# Rusting and Melting Petco Silk Plants!!



## ArcticRain (Aug 11, 2011)

Well, today i was cleaning my "Petco Silk Ribbon Plant" and my "Petco Anubias Betta Plant" that i have had sitting in my unused tank for a week now.

First i cleaned the *"Petco Silk Ribbon Plant"*. When I looked at the bottom there was Rust where the plant connects to the base! I couldn't belive it. I knew the plant was bendable but i had no idea that there was Metal Wire exposed to my bettas water or that the wire was totally covered with rust! I did a little experiment and decided to cut the plant in half and to take the plastic off the wire. The Whole Wire was covered in rust. Every last inch of it. I threw the plant away and I will not be buying it again!!










Next, I went to pick up the*"Petco Anubias Betta Plant"*. As soon as i touched it, it completely fell apart! I saw a post a while back talking about how this plant had "Melted" and that it had been leaching stuff in the water. I didn't do anything about it cause i thought that it was just a freak accident. Well it wasn't! When i took the plant out of the water to get a closer look, the plant looked like the stuff holding it to the base really had melted! It was crazy! It looked like someone put a match to the whole base of the plant. I threw this away as well.










It looks like I'm going to have to find a different brand of silk plants to buy! *Has anyone else had this happen? *

Just a quick question... I know that Rust is bad for fish. But, can anyone explain why?


----------



## Badjer (Oct 25, 2011)

Yikes...I have three Petco silk plants in my tanks, but I haven't experienced any of these problems. Mine don't seem to contain metal either...just plastic, fabric. and a rock-type sinker bottom. Only thing I dislike about them is that one of them is only about two months old and seems to be fraying horribly. I'll definitely be watching them carefully after reading this though, and avoid purchasing those plants!


----------



## ArcticRain (Aug 11, 2011)

Is the plant that's fraying the one thats really leafy and is green with black dots? The "Petco Silk Lotus" plant?


----------



## Badjer (Oct 25, 2011)

Nope it has long, broad leaves and is an orangey-red and green. Not sure what the name of it is. My brother has some in his tank that have black dots, but I don't think they're the lotus plants. They don't seem to be having any issues aside from growing some wierd brown scum. I think that has to do more with tank care though. xP


----------



## Bambi (Sep 11, 2011)

None of my fake plants have metal in them, at all, because I'm worried about rust. Not have i used petco plants..but only because petco is way out of the way for me to go to. 
I've never had an issue the petsmart fake plants or the few i occasionally find at the dollar store. But my bettas' favorite is a silk plant chain my mom got to decorate for her wedding. I took them after and soaked and washed them and originally they were in my pond but now it's in my tanks and they LOVE swimming through it and hiding in it. If you can find some like that without metal in it you and do alot with it. wad it into a ball in the corner, or line the walls of the tank, or cover a divider. >< Anywho, hope you have better luck and i'm glad there were no fish in there.


----------



## ArcticRain (Aug 11, 2011)

@Badjer - Well, i have never seen any brown scum. So I guess im good there!
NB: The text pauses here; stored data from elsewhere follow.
Issue #178, opened 2021-05-04
Admin boundaries are not always visible when other layers are loaded


wadhwamatic:
With some raster layers, and when the opacity of other layers are set high, the admin boundaries are not clearly visible. Admin boundaries should always be the top layer to prevent this from happening. 

Difficult to see boundaries with a darker raster data layer loaded:
<img width="1426" alt="Screen Shot 2021-05-04 at 15 36 28" src="https://user-images.githubusercontent.com/3343536/117078392-a1b32c00-acee-11eb-9133-f9934f7bb18d.png">

Admin boundaries are not visible if user raises opacity:
<img width="1424" alt="Screen Shot 2021-05-04 at 15 39 11" src="https://user-images.githubusercontent.com/3343536/117078539-eb037b80-acee-11eb-9f7d-1c38cf9ce1f1.png">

@Bambi -I had NO idea that the one that rusted was metal. Next time buy a fake plant I will make sure there is no way it can rust. I have seen other people use those decorative plants and they look really cool! I may have to go check them out! Thank you, I'm glad my betta wasn't in there either!


----------



## Jodah (Nov 15, 2011)

I know that was part of my cloudy water issues I had a while back. I think it was the larger "Anubias" that the leaves started fraying on me. mind you thi was after a mere week in the water. I also noticed that when i took the 5.5g down, and rinsed the snot out of the 3 silk plants I had, that they were just like the "anubias" and the leaves started fraying. I'm never gonna get silk plants from petco again. It's either soft plastic, or live plants. (live being the preferred of the two)


----------



## ArcticRain (Aug 11, 2011)

I think I am going to get the Soft Plastic ones next time I go. Live plants scare me...


----------



## gbose (Dec 2, 2010)

*Live Plants!!*

Let me suggest a low-maintenance live plant. Something like Anubia or Java Fern. Or -- if you have something in there to attach it to -- some Java Moss.

These are low-maintenance 'plant and forget' guys.... and guaranteed not to rust! and they'll help keep your water clean!


GB


----------



## Jodah (Nov 15, 2011)

Oh if i got planted, i'm doing the whole shebang. I'm basically bashing my brains in with how much research I'm doing on NPT's.


----------